**Problem statement**
Transcribe every record in full, keeping it exactly the same.

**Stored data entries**
PR #95, opened 2019-04-24
refactor(map): use `config.get` instead of `pillar.get`

myii:
We've had some discussions in Slack/IRC/Matrix about moving on from `pillar.get` to `config.get`.  `libtofs.jinja` is already using the latter.  Selected `WIP` for this PR since this is something to consider across all formulas.  The intention here is to open up the discussion about going forward with this.

CC: @gtmanfred.

### DIFF
--- a/template/map.jinja
+++ b/template/map.jinja
@@ -14,11 +14,11 @@
     merge=salt['grains.filter_by'](osfamilymap, grain='os_family',
       merge=salt['grains.filter_by'](osmap, grain='os',
         merge=salt['grains.filter_by'](osfingermap, grain='osfinger',
-          merge=salt['pillar.get']('template:lookup', default={})
+          merge=salt['config.get']('template:lookup', default={})
         )
       )
     )
 ) %}
 
-{#- Merge the template pillar #}
-{%- set template = salt['pillar.get']('template', default=defaults, merge=True) %}
+{#- Merge the template config (e.g. from pillar) #}
+{%- set template = salt['config.get']('template', default=defaults, merge=True) %}


daks:
For now, I don't really see the use case for `config.get` instead of `pillar.get`. I read that it's to reduce load on busy masters, but I'm still not confronted to this problem.
And today all salt docs and 'litterature' (blog posts, ...) talk about pillar and none talk about anything else, like sdb. So I'm not sure if we already know what will replace pillars and there is no documentation.

In theory this has no impact because `config.get` also read pillars. But in reality I'm pretty sure that requet will take longer if all your data stays in pillars.
That's my 2 cents :)

gtmanfred:
The time difference is negligible, since it just does a lookup for the key in the `__grains__` `__opts__` or `__pillar__` object, and bails to the next one if it doesn't find it in the first.

daks:
> The time difference is negligible, since it just does a lookup for the key in the `__grains__` `__opts__` or `__pillar__` object, and bails to the next one if it doesn't find it in the first.

Good to know @gtmanfred

myii:
Thanks everyone for your feedback.  I've merged this PR.

myii:
This commit may need to be reverted.  `config.get` and `pillar.get` aren't 100% interchangeable, for example `merge=True` isn't available for the former.  So if the result of the final `config.get` is an empty dict, the entire map ends up as an empty dict.

I've tried a workaround using `defaults.merge` again but I'm running into another problem:

```salt
TypeError: Cannot update using non-dict types in dictupdate.update()
```

Anyone know of how this can be resolved?  Or is the only option to return back to `pillar.get`, for the time being at least?

myii:
Update: I've been able to find a solution to this by building upon the `defaults.merge` strategy [we used to use earlier on](https://github.com/saltstack-formulas/template-formula/blob/d7940c09988cfd9eacecf38e90872d4684eb355e/template/map.jinja).  The problem with this is that this doesn't work for `salt-ssh` users.  So the dilemma:

1. Use `config.get` via. `defaults.merge` -- get the benefit but leave `salt-ssh` behind.
1. Use `pillar.get` -- works for everyone but limited to pillar only.

PR #97, opened 2019-04-25
Doc usage

daks:


daks:
Work in progress. Not meant to be merged for now.

myii:
@daks While it would be really nice, realistically it would be better to leave off the Antora stuff for now.  Because there is another repo which controls the whole system -- I haven't shared that anywhere yet.  Actually, there's also _another_ repo, to customise the UI -- I haven't shared that, either.  I think the best idea is to work within this repo for now and then we can upgrade to Antora when the time is right.

daks:
I close this PR, and will reopen later

PR #98, opened 2019-04-26
WIP docs: adding USAGE guidelines

daks:
Work in progress. Not meant to be merged for now.
Added following a discussion with @myii and XenophonF on slack.

Replaces #97

### DIFF
--- a/docs/USAGE.rst
+++ b/docs/USAGE.rst
@@ -1,0 +1,42 @@
+.. _usage:
+
+Template formula usage
+=======================
+
+This formula implements latest 'best practices' concerning development, 
+multi-OS support, documentation and testing of SaltStack formulas.
+
+You can use it as a base to create new ones, following documentation below.
+
+You should have read https://docs.saltstack.com/en/latest/topics/development/conventions/formulas.html#writing-formulas.
+
+.. contents:: **Table of Contents**
+
+Repository clone
+----------------
+
+This repository named `template-formula` needs to be cloned in another we'll name `example-formula` in the rest of the guide. Git repository information must be removed to start from scratch your own `example` formula.
+
+```
+$ git clone https://github.com/saltstack-formulas/template-formula example-formula
+$ cd example-formula
+$ rm -fr .git
+$ git init .
+```
+
+Renaming template to example
+----------------------------
+
+With the two following commands you automatically rename all template and Template variables or functions to example and Example.
+```
+$ grep -r 'template' --exclude-dir=.git|cut -d ':' -f 1|uniq|xargs sed -i -e 's/template/example/g'
+
+# FIXME, because this affects TOFS doc too
+$ grep -r 'Template' --exclude-dir=.git|cut -d ':' -f 1|uniq|xargs sed -i -e 's/Template/Example/g'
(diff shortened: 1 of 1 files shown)


myii:
CC: @xenophonf.

myii:
Just got reminded by a question to add the notes that @xenophonf had linked to:

* https://gist.github.com/xenophonf/9cf42c0acc60d6c7241ba552daa1041d

docs/USAGE.rst
```diff
@@ -0,0 +1,42 @@
...
+
+Renaming template to example
+----------------------------
+
+With the two following commands you automatically rename all template and Template variables or functions to example and Example.
+```
+$ grep -r 'template' --exclude-dir=.git|cut -d ':' -f 1|uniq|xargs sed -i -e 's/template/example/g'
+
+# FIXME, because this affects TOFS doc too
+$ grep -r 'Template' --exclude-dir=.git|cut -d ':' -f 1|uniq|xargs sed -i -e 's/Template/Example/g'
```
baby-gnu: I think you can do `grep -rl`, this way you don't need the `|cut -d ':' -f 1|uniq` part:

```
       -l, --files-with-matches
              Suppress normal output; instead print the  name  of  each  input
              file  from  which  output would normally have been printed.  The
              scanning will stop on the first match.
```

daks: I'm not even sure it really works, may need a more complex script.

myii: `Template` is hardly left now and doesn't need to be replaced.  This is what I've found works well, incorporating the suggestion by @baby-gnu:

```bash
$ grep -rl template . --exclude-dir=.git --exclude=.travis.yml --exclude=libtofs.jinja | xargs sed -i -e 's/template/example/g'
$ grep -rl "\- example: jinja" . --exclude-dir=.git --exclude=.travis.yml --exclude=libtofs.jinja | xargs sed -i -e 's/- example: jinja/- template: jinja/g'
```

* The first does the main replacements.
* The second fixes the use of `template` in any `file.managed` states or similar.
  - Obviously this can be improved a bit further by using back-references but it sets things up for the time being.

javierbertoli: Jumping late to the discussion, so ignore me if it does not make sense, but:

How about scripting all these commands in a file under `./bin`, like `./bin/initial_replace.sh` and just receive as a parameter the value to use? Wouldn't it be easier to maintain than documenting them?

myii: I suppose documenting the procedure was the first step towards scripting it.  However, as we appear to have reached that stage, then that's the right thing to do.  I'm sure that there will still be many guidelines that need to be documented alongside how (and when) to use this script.

daks: Yes, first I wanted to document it and wait a little bit the procedure to stabilize, before eventually writing a script.

GMAzrael: There is a problem with your search string. In root/config/file.sls, there is a file.managed state that has the "template" kv that will get picked up in the search/replace.

daks:
Closing because doc state has improved a lot in the last two years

**Answer to this problem**
PR #95, opened 2019-04-24
refactor(map): use `config.get` instead of `pillar.get`

myii:
We've had some discussions in Slack/IRC/Matrix about moving on from `pillar.get` to `config.get`.  `libtofs.jinja` is already using the latter.  Selected `WIP` for this PR since this is something to consider across all formulas.  The intention here is to open up the discussion about going forward with this.

CC: @gtmanfred.

### DIFF
--- a/template/map.jinja
+++ b/template/map.jinja
@@ -14,11 +14,11 @@
     merge=salt['grains.filter_by'](osfamilymap, grain='os_family',
       merge=salt['grains.filter_by'](osmap, grain='os',
         merge=salt['grains.filter_by'](osfingermap, grain='osfinger',
-          merge=salt['pillar.get']('template:lookup', default={})
+          merge=salt['config.get']('template:lookup', default={})
         )
       )
     )
 ) %}
 
-{#- Merge the template pillar #}
-{%- set template = salt['pillar.get']('template', default=defaults, merge=True) %}
+{#- Merge the template config (e.g. from pillar) #}
+{%- set template = salt['config.get']('template', default=defaults, merge=True) %}


daks:
For now, I don't really see the use case for `config.get` instead of `pillar.get`. I read that it's to reduce load on busy masters, but I'm still not confronted to this problem.
And today all salt docs and 'litterature' (blog posts, ...) talk about pillar and none talk about anything else, like sdb. So I'm not sure if we already know what will replace pillars and there is no documentation.

In theory this has no impact because `config.get` also read pillars. But in reality I'm pretty sure that requet will take longer if all your data stays in pillars.
That's my 2 cents :)

gtmanfred:
The time difference is negligible, since it just does a lookup for the key in the `__grains__` `__opts__` or `__pillar__` object, and bails to the next one if it doesn't find it in the first.

daks:
> The time difference is negligible, since it just does a lookup for the key in the `__grains__` `__opts__` or `__pillar__` object, and bails to the next one if it doesn't find it in the first.

Good to know @gtmanfred

myii:
Thanks everyone for your feedback.  I've merged this PR.

myii:
This commit may need to be reverted.  `config.get` and `pillar.get` aren't 100% interchangeable, for example `merge=True` isn't available for the former.  So if the result of the final `config.get` is an empty dict, the entire map ends up as an empty dict.

I've tried a workaround using `defaults.merge` again but I'm running into another problem:

```salt
TypeError: Cannot update using non-dict types in dictupdate.update()
```

Anyone know of how this can be resolved?  Or is the only option to return back to `pillar.get`, for the time being at least?

myii:
Update: I've been able to find a solution to this by building upon the `defaults.merge` strategy [we used to use earlier on](https://github.com/saltstack-formulas/template-formula/blob/d7940c09988cfd9eacecf38e90872d4684eb355e/template/map.jinja).  The problem with this is that this doesn't work for `salt-ssh` users.  So the dilemma:

1. Use `config.get` via. `defaults.merge` -- get the benefit but leave `salt-ssh` behind.
1. Use `pillar.get` -- works for everyone but limited to pillar only.

PR #97, opened 2019-04-25
Doc usage

daks:


daks:
Work in progress. Not meant to be merged for now.

myii:
@daks While it would be really nice, realistically it would be better to leave off the Antora stuff for now.  Because there is another repo which controls the whole system -- I haven't shared that anywhere yet.  Actually, there's also _another_ repo, to customise the UI -- I haven't shared that, either.  I think the best idea is to work within this repo for now and then we can upgrade to Antora when the time is right.

daks:
I close this PR, and will reopen later

PR #98, opened 2019-04-26
WIP docs: adding USAGE guidelines

daks:
Work in progress. Not meant to be merged for now.
Added following a discussion with @myii and XenophonF on slack.

Replaces #97

### DIFF
--- a/docs/USAGE.rst
+++ b/docs/USAGE.rst
@@ -1,0 +1,42 @@
+.. _usage:
+
+Template formula usage
+=======================
+
+This formula implements latest 'best practices' concerning development, 
+multi-OS support, documentation and testing of SaltStack formulas.
+
+You can use it as a base to create new ones, following documentation below.
+
+You should have read https://docs.saltstack.com/en/latest/topics/development/conventions/formulas.html#writing-formulas.
+
+.. contents:: **Table of Contents**
+
+Repository clone
+----------------
+
+This repository named `template-formula` needs to be cloned in another we'll name `example-formula` in the rest of the guide. Git repository information must be removed to start from scratch your own `example` formula.
+
+```
+$ git clone https://github.com/saltstack-formulas/template-formula example-formula
+$ cd example-formula
+$ rm -fr .git
+$ git init .
+```
+
+Renaming template to example
+----------------------------
+
+With the two following commands you automatically rename all template and Template variables or functions to example and Example.
+```
+$ grep -r 'template' --exclude-dir=.git|cut -d ':' -f 1|uniq|xargs sed -i -e 's/template/example/g'
+
+# FIXME, because this affects TOFS doc too
+$ grep -r 'Template' --exclude-dir=.git|cut -d ':' -f 1|uniq|xargs sed -i -e 's/Template/Example/g'
(diff shortened: 1 of 1 files shown)


myii:
CC: @xenophonf.

myii:
Just got reminded by a question to add the notes that @xenophonf had linked to:

* https://gist.github.com/xenophonf/9cf42c0acc60d6c7241ba552daa1041d

docs/USAGE.rst
```diff
@@ -0,0 +1,42 @@
...
+
+Renaming template to example
+----------------------------
+
+With the two following commands you automatically rename all template and Template variables or functions to example and Example.
+```
+$ grep -r 'template' --exclude-dir=.git|cut -d ':' -f 1|uniq|xargs sed -i -e 's/template/example/g'
+
+# FIXME, because this affects TOFS doc too
+$ grep -r 'Template' --exclude-dir=.git|cut -d ':' -f 1|uniq|xargs sed -i -e 's/Template/Example/g'
```
baby-gnu: I think you can do `grep -rl`, this way you don't need the `|cut -d ':' -f 1|uniq` part:

```
       -l, --files-with-matches
              Suppress normal output; instead print the  name  of  each  input
              file  from  which  output would normally have been printed.  The
              scanning will stop on the first match.
```

daks: I'm not even sure it really works, may need a more complex script.

myii: `Template` is hardly left now and doesn't need to be replaced.  This is what I've found works well, incorporating the suggestion by @baby-gnu:

```bash
$ grep -rl template . --exclude-dir=.git --exclude=.travis.yml --exclude=libtofs.jinja | xargs sed -i -e 's/template/example/g'
$ grep -rl "\- example: jinja" . --exclude-dir=.git --exclude=.travis.yml --exclude=libtofs.jinja | xargs sed -i -e 's/- example: jinja/- template: jinja/g'
```

* The first does the main replacements.
* The second fixes the use of `template` in any `file.managed` states or similar.
  - Obviously this can be improved a bit further by using back-references but it sets things up for the time being.

javierbertoli: Jumping late to the discussion, so ignore me if it does not make sense, but:

How about scripting all these commands in a file under `./bin`, like `./bin/initial_replace.sh` and just receive as a parameter the value to use? Wouldn't it be easier to maintain than documenting them?

myii: I suppose documenting the procedure was the first step towards scripting it.  However, as we appear to have reached that stage, then that's the right thing to do.  I'm sure that there will still be many guidelines that need to be documented alongside how (and when) to use this script.

daks: Yes, first I wanted to document it and wait a little bit the procedure to stabilize, before eventually writing a script.

GMAzrael: There is a problem with your search string. In root/config/file.sls, there is a file.managed state that has the "template" kv that will get picked up in the search/replace.

daks:
Closing because doc state has improved a lot in the last two years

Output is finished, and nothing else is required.